Can anyone help me with the CPT code for performing a high blood pressure test? All that I was able to find was 93770 (Determination of venous pressure) and I don't think it's right. 
Thanks!

-Pvang


----------



## muthershyp (Jun 29, 2010)

Was this done by the nurse or the physician?


----------



## pvang (Jun 29, 2010)

*?*



muthershyp said:


> Was this done by the nurse or the physician?
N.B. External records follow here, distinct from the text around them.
PR #2305, opened 2025-03-07
dont accumulate all tsids when only cardinality was asked, removes un…

nkunal:
…wanted map inserts

# Description
Summarize the change.

# Testing

# Checklist:

### DIFF
--- a/pkg/segment/reader/metrics/tagstree/tagstreereader.go
+++ b/pkg/segment/reader/metrics/tagstree/tagstreereader.go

I didn't even think of that. Whether it was performed by a nurse or a physician, I assume there would still be procedure code (whether it be specific or unspecified) for the service wouldn't it?


----------



## muthershyp (Jun 29, 2010)

If it was done as part of a physician visit, it would just be considered part of the E/M code.  If the patient came in just for the BP check, a nursing visit would be coded -- 99211.


----------



## pvang (Jun 29, 2010)

*Screening code ?*

So what about screening for high blood pressure? Would the screening be a lab test of some kind? 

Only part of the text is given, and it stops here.